По своей задаче избегнем втягиваться в полемики разных упомянутых направлений «критического осмысления Толстого». Но знаете ли вы, что в Вест Пойнте, военной Академии США не только была юбилейная международная конференция, посвященная «Войне и миру», но, что изучение этой книги входит в учебную программу?
Может быть, вы думаете, что профессор, ради такого случая, осенив аудиторию православным крестным знамением, скажет: «Благословляю вас на приобщение русскому гению и, дай Бог, чтобы эта книга и вспоминалась вам и возвращала к себе и по этим возвратам вы можете судить о движении вашем по лестнице разумных существ»? Нет! – кадеты начинают изучать «роман» со сцены дуэли между Пьером и Долоховым. По крайнеё мере так организовал свой курс профессор и полковник Рик МакПик, глава отделения иностранных языков, отчитываясь в год 100-летия со дня смерти JI. Н. Толстого24.

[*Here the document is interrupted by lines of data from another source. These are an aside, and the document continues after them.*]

PR #281, opened 2019-12-04
Story/not all closed matches get red exes

awisema:


eanders:
Thanks!  Looks great.

PR #293, opened 2020-01-07
Story/pathways assessment for non hmis clients 169375966

eanders:


app/controllers/identified_clients_controller.rb
```diff
@@ -67,42 +61,53 @@ def client_source
...
+          :domestic_violence,
+          :interested_in_set_asides,
+          :youth_rrh_aggregate,
+          :dv_rrh_aggregate,
+          :veteran_rrh_desired,
+          :rrh_th_desired,
+          :sro_ok,
+          :other_accessibility,
+          :disabled_housing,
+          neighborhood_interests: [],
```
eanders: This looks very much the same as the deidentified version.  We should probably move it to the model to DRY it up a bit.

app/controllers/non_hmis_clients_controller.rb
```diff
@@ -94,9 +100,14 @@ def sorter
     return sort_string
   end
 
+  def build_assessment
+    assessment_type.constantize.new
```
eanders: where does `assessment_type` come from?  It will need to be from a whitelist if we're going to call `constantize`.

eanders: Found it.

app/controllers/identified_clients_controller.rb
```diff
@@ -23,20 +23,14 @@ def destroy
     respond_with(@non_hmis_client, location: identified_clients_path)
   end
 
+  def assessment_type
+    Config.get(:identified_client_assessment) || 'IdentifiedClientAssessment'
```
eanders: This will need to hit a whitelist.  Probably something on `NonHmisAssessment` like.
`def self.assessment_type(type)
    {
      'NonHmisAssessment' => NonHmisAssessment,
      'IdentifiedClientAssessment' => IdentifiedClientAssessment,
      'IdentifiedPathwaysAssessment' => IdentifiedPathwaysAssessment,
    }.freeze[type] || NonHmisAssessment
  end`

app/models/deidentified_client.rb
```diff
@@ -62,37 +64,37 @@ def download_data
...
+      current_assessment.date_days_homeless_verified,
+      current_assessment.who_verified_days_homeless,
+      current_assessment.income_total_monthly,
+      current_assessment.disabling_condition,
+      current_assessment.physical_disability,
+      current_assessment.developmental_disability,
+      current_assessment.domestic_violence,
       created_at,
-      updated_at,
+      current_assessment.updated_at,
```
eanders: Let's standardize this in `NonHmisClient`  I believe the differences between identified and non-identified are small enough we could just just remove those that don't apply or, just leave them blank when they don't apply.  Also, it looks like de-identified gets VI-SPDAT, but those should probably be determined by the site config.

app/models/identified_pathways_assessment.rb
```diff
@@ -0,0 +1,28 @@
...
+      self.youth_rrh_aggregate = 'adult'
+    end
+
+    if dv_rrh_desired? && rrh_desired?
+      self.dv_rrh_aggregate = 'both'
+    elsif dv_rrh_desired?
+      self.dv_rrh_aggregate = 'dv'
+    elsif rrh_desired?
+      self.dv_rrh_aggregate = 'non-dv'
+    end
```
eanders: Is there a difference here between identified and de-identified?  If not, let's move it to `IdentifiedClientAssessment`

app/models/imported_client.rb
```diff
@@ -4,17 +4,12 @@ class ImportedClient < NonHmisClient
       data_source_id: DataSource.where(db_identifier: ImportedClient.ds_identifier).select(:id),
     )
   end, foreign_key: :id_in_data_source, required: false
+  has_many :client_assessments, class_name: 'ImportedClientAssessment', foreign_key: :non_hmis_client_id, dependent: :destroy
+  has_one :current_assessment, -> { order(created_at: :desc) }, class_name: 'ImportedClientAssessment', foreign_key: :non_hmis_client_id
```
eanders: I _think_ we've determined ordering by id is generally faster and returns the same result.

app/models/imported_clients_csv.rb
```diff
@@ -61,13 +61,14 @@ def import(agency)
...
+        assessment = client.current_assessment || client.client_assessments.build
+
         timestamp = convert_to_time(row[FORM_TIMESTAMP])
-        if client.imported_timestamp.nil? || timestamp > client.imported_timestamp
+        if assessment.imported_timestamp.nil? || timestamp > assessment.imported_timestamp
           @clients << client
-          @touched += 1 if client.imported_timestamp.present?
-          client.update(
+          @touched += 1 if assessment.imported_timestamp.present?
+          assessment.update_attributes(
```
eanders: `update` and `update_attributes` are equivalent.  Did you mean `update_columns`? https://davidverhasselt.com/set-attributes-in-activerecord/

app/models/non_hmis_client.rb
```diff
@@ -10,6 +10,14 @@ class NonHmisClient < ActiveRecord::Base
   end, foreign_key: :id_in_data_source, required: false
   has_one :client, through: :project_client, required: false
   has_many :client_opportunity_matches, through: :client
+
+  has_many :non_hmis_assessments
+
+  def current_assessment
```
eanders: Maybe this should be `has_one` instead of `def`?

app/models/deidentified_client.rb
eanders: See `Config.get(:non_hmis_fields).include?('vispdat_score')` in `app/views/deidentified_clients/_deidentified_client_assessment.haml` for examples.

app/views/identified_clients/_assessments.haml
```diff
@@ -0,0 +1,7 @@
+- if @non_hmis_client.non_hmis_assessments.count > 1
```
eanders: If we set `@assessments = @non_hmis_client.non_hmis_assessments`, `@client = @non_hmis_client`, and `@path = identified_client_path` in the controller could we streamline the views and just have one instance of most of them?

app/views/imported_clients/_table.haml
```diff
@@ -21,7 +21,7 @@
                 = link_to({action: :edit, id: imported_client}) do
                   = imported_client.first_name
               %td= checkmark imported_client.family_member
-              %td= imported_client.days_homeless_in_the_last_three_years
+              %td= imported_client.current_assessment.days_homeless_in_the_last_three_years
```
eanders: Is it worth setting up delegation for all of these things that used to exist on the imported client.  Delegate to the current_assessment.

db/migrate/20191206143217_relax_non_null_constraint_on_neighborhood_interests.rb
```diff
@@ -0,0 +1,8 @@
+class RelaxNonNullConstraintOnNeighborhoodInterests < ActiveRecord::Migration
+  def up
+    change_column :non_hmis_clients, :neighborhood_interests, :json, null: true
```
eanders: This should probably be `:jsonb`.

db/migrate/20200117184252_set_active_and_eligible_from_available_for_non_hmis_clients.rb
```diff
@@ -0,0 +1,6 @@
+class SetActiveAndEligibleFromAvailableForNonHmisClients < ActiveRecord::Migration
+  def up
+    NonHmisClient.update_all('active_client=available')
```
eanders: why not? `NonHmisClient.update_all(active_client: :available)`

PR #385, opened 2022-09-15
new logic to wait until all registry access, download and uploads are finished on skyd

kwypchlo:
- new logic on waiting for skyd renter to be idle based on the memory
- if wait time is set to 0 (on dev servers), don't even check if renter is busy (skipped)

@ChrisSchinnerl /renter output is 15M++ in size and it takes around 15s to parse it as json - if we could only pull the memory part of the renter output that would be great

tested on eu-fin-9 and dev2 in different conditions

note: please squash on merge :)


playbooks/tasks/portal-renter-wait-until-idle.yml
```diff
@@ -0,0 +1,69 @@
...
+# Check if sia container is running.
+- name: Check sia container is running
+  community.docker.docker_container_info:
+    name: sia
+  register: sia_docker_container_result
+
+# Get the ip address for the sia container
+- name: Get sia service IP inside docker compose network
+  command: docker inspect -f "{% raw %}{{ range.NetworkSettings.Networks }}{{ .IPAddress }}{{ end }}{% endraw %}" sia
+  register: sia_ip_result
```
firyx, line 15: I think this will fail portal setup playbook on a fresh server.
I would add `ignore_errors: True`.

playbooks/tasks/portal-renter-wait-until-idle.yml
```diff
@@ -0,0 +1,69 @@
...
+
+- block:
+    - name: Set renter wait start time
+      set_fact:
+        renter_wait_start_time: "{{ (lookup('pipe', 'date +%s') | int) if renter_wait_start_time is not defined else renter_wait_start_time }}"
```
firyx, line 20: IIRC `lookup('pipe')` runs on ansible control machine, not on host, times can be desynced.
I would use `ansible.builtin.command` and then `set_fact`.

playbooks/tasks/portal-renter-wait-until-idle.yml
```diff
@@ -0,0 +1,69 @@
...
+      when:
+        - renter_get_result.rc == 0 and renter_get_result.stderr == ""
+        - renter_busy
+  rescue:
+    - name: "Check if ansible should still wait for renter to get idle"
+      set_fact:
+        renter_busy_should_retry: "{{ (lookup('pipe', 'date +%s') | int) - (renter_wait_start_time | int) < renter_busy_check_wait_secs }}"
+
+    - name: "Retry renter busy check"
+      include_tasks: tasks/portal-renter-wait-until-idle.yml
```
firyx, line 60: We could simplify it with:

```yaml
until:
delay:
retries:
```

see examples in the current code

firyx (changes requested):

playbooks/tasks/portal-renter-wait-until-idle.yml
kwypchlo: it doesn't matter if the time is not in sync with the machine, we need only to calculate delta since we want to make sure we wait up to 300s

playbooks/tasks/portal-renter-wait-until-idle-subtask.yml
```diff
@@ -0,0 +1,83 @@
...
+  when: renter_get_result.rc == 0 and renter_get_result.stderr == ""
+
+- name: "Check if ansible should still wait for renter to get idle"
+  set_fact:
+    renter_busy_should_retry: >-
+      {{
+        (lookup('pipe', 'date +%s') | int) - (renter_wait_start_time | int) < renter_busy_check_wait_secs
+        and
+        renter_busy | default(True)
+      }}
```
kwypchlo, line 79: we should probably not retry if renter_get_result failed, if we fail to fetch renter info we might as well just kill skyd

firyx: discussed on discord, let's keep it for now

Удивлены? Какую же истину преподаватели хотят заложить в головы такой избирательностью? В анналы международной политики 2016 года уже вошёл «рабочий момент» взаимодействия России и Северо-Американских Соединённых Штатов в виде напряжённых отношений между ракетным эсминцем системы противоракетной обороны ВМС США USS «Donald Cook» с российским фронтовым бомбардировщиком «Сухой-24». В этот раз они повстречались 12 апреля в Балтийское море недалеко от Калининградской военно-морской базы. По праву обороняющегося и по возможности более совершенного оружия, самолёт способен обозначить своё присутствие более убедительно, что и было сделано. И вот, что странно – в словесной дипломатической перепалке аккомпанирующей молчаливым жестам военных, с американской стороны вдруг прозвучало заявление: «такое поведение авиации РФ является "непрофессиональным и небезопасным"».
Вот так-так! Что ни говори, это как раз тот случай, когда истина предельно наглядна: или-или. Ошибка сразу обнаружится катастрофой и «обжалованию не подлежит». А если наоборот: что с другой стороны? Там – скоростной бреющий полёт многотонной машины почти над палубой ниже уровня надстроек корабля, с которым могут справиться не просто глаза, а только глаза морского лётчика, бог знает как приучившиеся что-то различать в воздушно-водяном мареве. Для чего это делается? Ну, об этом лучше расспросить командующих объединёнными учениями «родов войск», когда командующий «общевойсковик» «синих» (или «красных») спросит генерала от ВВС: «У тебя… есть?». Таких один-два пилота на полк, что когда над переправой низко проходит тот, кого скромно подначивают – «парикмахер…» – никто потом и не помнит, как наперегонки валились с понтонов в реку на радость торжествующему «врагу»…. Такая работа – тренировать мужество.
Но… если бы не Лев Толстой! Ведь главный выразитель, по мнению Вест Пойнта, русской идеи – Пьер Безухов:
– «Вы мне скажите только, как куда ходить и стрелять куда? – сказал он, неестественно кротко улыбаясь. Он взял в руки пистолет, стал расспрашивать о способе спуска, так как он до сих пор не держал в руках пистолета, в чем он не хотел сознаться. – Ах, да, вот как, я знаю, я забыл только, —
– Пройдя шагов шесть и сбившись с дорожки в снег, Пьер оглянулся под ноги, опять быстро взглянул на Долохова и, потянув пальцем, как его учили, выстрелил.»